Claire “CJ” Friend’s days at Rice University move quickly, shifting between literature, data and the stage. By the time she leaves campus after rehearsal, the clock often pushes toward 10 p.m. But for the Jones College junior, the pace reflects the freedom she came to Rice to find.
Friend is majoring in statistics and English and minoring in theatre, an interdisciplinary path that grew out of both practicality and curiosity. She arrived at Rice planning to pursue mathematics or another STEM-heavy field.
“I ended up changing to statistics because I took AP stats in my senior year in high school, and I really liked it out of all the math classes I’d taken,” Friend said.
Her interest in the humanities developed alongside her analytical work. Friend briefly considered other disciplines before realizing English offered a natural bridge to another longtime passion.
“It’s kind of like an avenue to study theater as well as dramatic literature,” Friend said.
Friend serves as executive coordinator for Rice Players, the university’s student-run theater organization, helping coordinate productions and promote performances while also performing on stage. Much of her time outside class is spent working on logistics, publicity and creative collaboration for upcoming shows.
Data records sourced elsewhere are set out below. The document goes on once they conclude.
Issue #4851, opened 2025-10-03
Implement multipart for netty-future, netty-cats & netty-zio


adamw:
Currently only an implementation for netty-sync is available

ajozwik:
Thanks to #5315 this issue can be closed

PR #5302, opened 2026-06-11
Netty multipart future #4851

ajozwik:
Proposal of multipart implementation for netty-future (#4851). 
It is based on `nettyServerSync` - so it needs scala 3 and JDK 21+ (Ox restriction).

Based implementation of netty-future is located in server/netty-server. For distinguished between scala 2 and 3 without creating new subproject the scala-2/scala-3 folders were added (server/netty-server has common code for scala 2 and 3).
`nettyServerSync` already supports multipart implementation. 
[NettySyncRequestBody](https://github.com/softwaremill/tapir/blob/master/server/netty-server/sync/src/main/scala/sttp/tapir/server/netty/sync/internal/NettySyncRequestBody.scala) code was moved to [NettyToResponseBodyBase](https://github.com/ajozwik/tapir/blob/netty-multipart-future-4851/server/netty-server/src/main/scala/sttp/tapir/server/netty/internal/NettyToResponseBodyBase.scala).

OxStreams was replaced by NettyStreams (for scala 2 has the same implementation as NoStreams, for scala 3 the same implementation as OxStreams).

For test - NettyFutureServerTest has two implementation - for scala 2 without multipart, and for scala 3 with multipart, if `scala.util.Properties.isJavaAtLeast("21")`

For now tests do not check headers in multipart.


ajozwik:
Support cats and zio too

adamw:
Thanks! Here's Claude's review:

“Theater is definitely shaping my experience at Rice because it’s what I find myself doing the most of when I’m not just working on coursework,” Friend said.
Last summer, Friend also expanded her studies beyond Houston through Rice Global’s Paris Summer Program. She traveled to France to take the course Romanticism: Race, Ruins and Revolution taught by Alexander Regier, the William Faulkner Professor of English and chair of the Department of English and Creative Writing. The experience blended academic exploration with a return to another earlier interest. Friend studied French extensively in high school and saw the program as a chance to reconnect with the language while fulfilling an English major requirement.
For Friend, the freedom to pursue seemingly unrelated passions such as data analysis, literature and performance is one of the defining advantages of studying at Rice.
“The way I explain it to myself whenever I feel super busy and I’m like, ‘Why am I even doing this?’ is I think undergrad is just a rare opportunity to study anything that you might have curiosity for at a very high level,” Friend said. “I’m just trying to satiate as many curiosities as I can for right now.”